Direct links between electronic structure and intrinsic ductility remain elusive for metals. A framework is proposed that reduces the complexities of valence charge distribution, band filling, and shear strain effects into structure-property relationships describing the intrinsic ductility of metals and alloys. Rather than relying on crystal cleavage and dislocation nucleation at preexisting crack tips, we show that a lower energy fracture criterion, i.e., the activation energy density for amorphization, enables accurate predictions of both intrinsic ductility and ductile-to-brittle transition temperatures. From analytical expressions and tabulated ab-initio stiffness constants, lattice parameters, and binary interaction energies, we present a unified theory that reconciles ductile flow in pure metals and solid-solution alloys. Phase diagrams generated for the Nb-Ta-V-Ti system simultaneously explain its high strength and room-temperature tensile ductility, validating this framework as a practical one for rapid design of structural multi-principal-element alloys.

Editorial analysis

A structured set of objections, weighed in public.

Desk editor's note, referee report, simulated authors' rebuttal, and a circularity audit. Tearing a paper down is the easy half of reading it; the pith above is the substance, this is the friction.

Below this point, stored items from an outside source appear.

PR #3634, opened 2017-04-05
move android icons to numix-core

bilelmoussaoui:
This PR contains the icons from the Numix Android Circle icon pack. Some of the icons might need some modifications or fixes.

Before this can be merged: 
- [ ] Be sure that none of the icons are a duplicate of existing icons
- [ ] Update/clean all the icons
- [ ] Update the data.json file 
- [ ] See if none of those icons can fix existing issues on the numix-core repo (symlinks maybe?)

Maybe? 
- [ ] Create square version of each icon 

@palob @Foggalong What do you guys think about that?


Foggalong:
We do already have Square, Hexagon, and Fold icons for Android. I can bring those across :)

bilelmoussaoui:
Can you do that on the same branch? Ping me if you need some help :)

palob:
Will they go into the same directory in core? They're designed based on different guidelines (or not up to snuff) mostly.

Foggalong:
@palob They go into the same directory because in theory the design guidelines are exactly the same. Anything not up to snuff should be marked for redesign though (it might be easier to just redesign those that need it in this pull request?)

bilelmoussaoui:
@Foggalong do we need the other icon packs or we should support only the the circle/square ?

Foggalong:
@bil-elmoussaoui I'll tell you want, I'll leave all of the themes except Circle & Square out of this pull request and then readdress it all later.

We don't need them, and the themes they produce won't be supported, but I think I'm gonna include the icons here at some point just for consistency. I might also do the same with uTouch and Shine also.

bilelmoussaoui:
Yeah I will take care of the square version then !

Foggalong:
I'm assigning myself so I remember I actually have something to do on this pr :P

bilelmoussaoui:
@Foggalong Especially after this PR https://github.com/numixproject/com.numix.icons_circle/pull/50 :+1:

Foggalong (changes requested):
Looking through the Square Android repo I think it'll honestly be quicker to just fix all the Circle icons and then make the Square version from those, rather than adding and fixing the Square version separately. It's a mess of out of date designs, weird quirks, and horrible compression :cry: 

On the positive I've started the process of adding the Android icons to the `data.json`, including all of the ones I could find which were just Android version of existing Linux icons. If anyone else fancies getting involved with this then feel free by either pushing to the Android branch directly of filing a pull request against it.

bilelmoussaoui:
@Foggalong That would be good too :) For now, i'm quite busy but i will do some work on that whenever i have some free time

W-Floyd:
Making no promises, but I might give this a poke soonish™, if that's alright. It could take a while, depending on how much cleaning up the old icons will need. Just need to parse a list of icons added here, and I'll make a start.

Edit: Hmm... I'm not entirely clear on which icons need what done to them, so I'll start on what I think are the right ones, and hopefully someone can clue me in later.

Edit 2: I'm using #3895 as a base for what I'll be doing, let me know if that's an issue.

bilelmoussaoui:
@Foggalong I think that moving the whole icons was a very bad idea. It will be really a hard task to review and merge. I propose to close this PR and #3895  and add few icons by PR, this will allow an easy review and we can move on this faster to release a new version of Android icon packs soon

Foggalong:
Agreed :+1:

Issue #2659, opened 2015-11-12
Icon for The Stanley Parable [$5]


bil-elmoussaoui:
The stanley Parable is a steam game!
The icon line : `steam_icon_221910`
The default icon 
![steam_icon_221910](https://cloud.githubusercontent.com/assets/7660997/11128735/f33c6560-897b-11e5-82ec-985eb78b70cb.png)
##

bil-elmoussaoui:
I added a bounty on this as i love this game and it's one of the missing icons in my desktop!

mrmeszaros:
Hey @bil-elmoussaoui,
I made a draft based on the default icon:
![stanley_parable svg](https://cloud.githubusercontent.com/assets/15245298/24811721/8124152e-1bc7-11e7-97ce-3b521652e8fb.png)
It could also be based on the iconic terminal:
![](http://orig00.deviantart.net/9502/f/2013/293/f/2/the_stanley_parable___icon_by_blagoicons-d6r6i19.png)
What do you think?

bilelmoussaoui:
The icon looks great! I will let @palob @Foggalong give you a better report :+1:

palob:
@matemeszaros Looks a bit small on the baseplate but I'm looking forward to your PR.

mrmeszaros:
@palob Here is a scaled up version (scaling factor: 1.2, ended up with about 29px symbol hight):
![stanley_parable x120](https://cloud.githubusercontent.com/assets/15245298/24829523/a4d4bb34-1c73-11e7-8729-e1a51aa8f874.png)
Brace yourself, the PR is coming :wink:

bilelmoussaoui:
@mrmeszaros You can claim the bounty :1st_place_medal:

mrmeszaros:
@bil-elmoussaoui Although the bounty is listed on https://www.bountysource.com/teams/numix - the link is broken :unamused:

bilelmoussaoui:
@mrmeszaros I have the same issue too :( even if i'm the one who put the bounty on this issue

PR #3636, opened 2017-04-08
Icon for The Stanley Parable

mrmeszaros:
A rough icon base for The Stanley Parable steam game (issue #2659).


Foggalong (changes requested):
Design as it currently is looks distinctly un-Numixy. I've not had chance to play around it, but guessing it has something to do with the hand

palob:
You've got an outline around the different parts. Could you please either try a thicker outline or no outline at all (i.e. no free space between the different objects)?
I still think it looks small and detailed. Maybe it helps to go without the lower tie part and without the sleeve.

The tie could do with a bit less saturation / more brightness.

PR #5265, opened 2020-05-08
Icons for A Boy and His Blob

maxtron95:
https://store.steampowered.com/app/281200/

a-boy-and-his-blob

abahb-ci
abahb-sq


palob (changes requested):
Circle symbol should be placed at X=11, Y=13

palob (approved):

Desk Editor's Note private letter to a colleague

The paper claims a unified ductility framework based on shear amorphization energy density being lower than cleavage or dislocation nucleation, but the abstract and stress-test note leave open whether that inequality is actually derived or just asserted.

read the letter

The new element here is the proposal that activation energy density for amorphization sets the intrinsic ductility limit and DBTT in both pure metals and solid-solution alloys. They build analytical expressions from tabulated ab-initio stiffness, lattice parameters, and binary interaction energies, then generate phase diagrams for the Nb-Ta-V-Ti system that line up with its observed room-temperature ductility and strength.

That application to a real multi-principal-element alloy is the concrete part worth noting. It tries to move beyond the usual crack-tip criteria and give a single parameter set that covers pure metals and alloys.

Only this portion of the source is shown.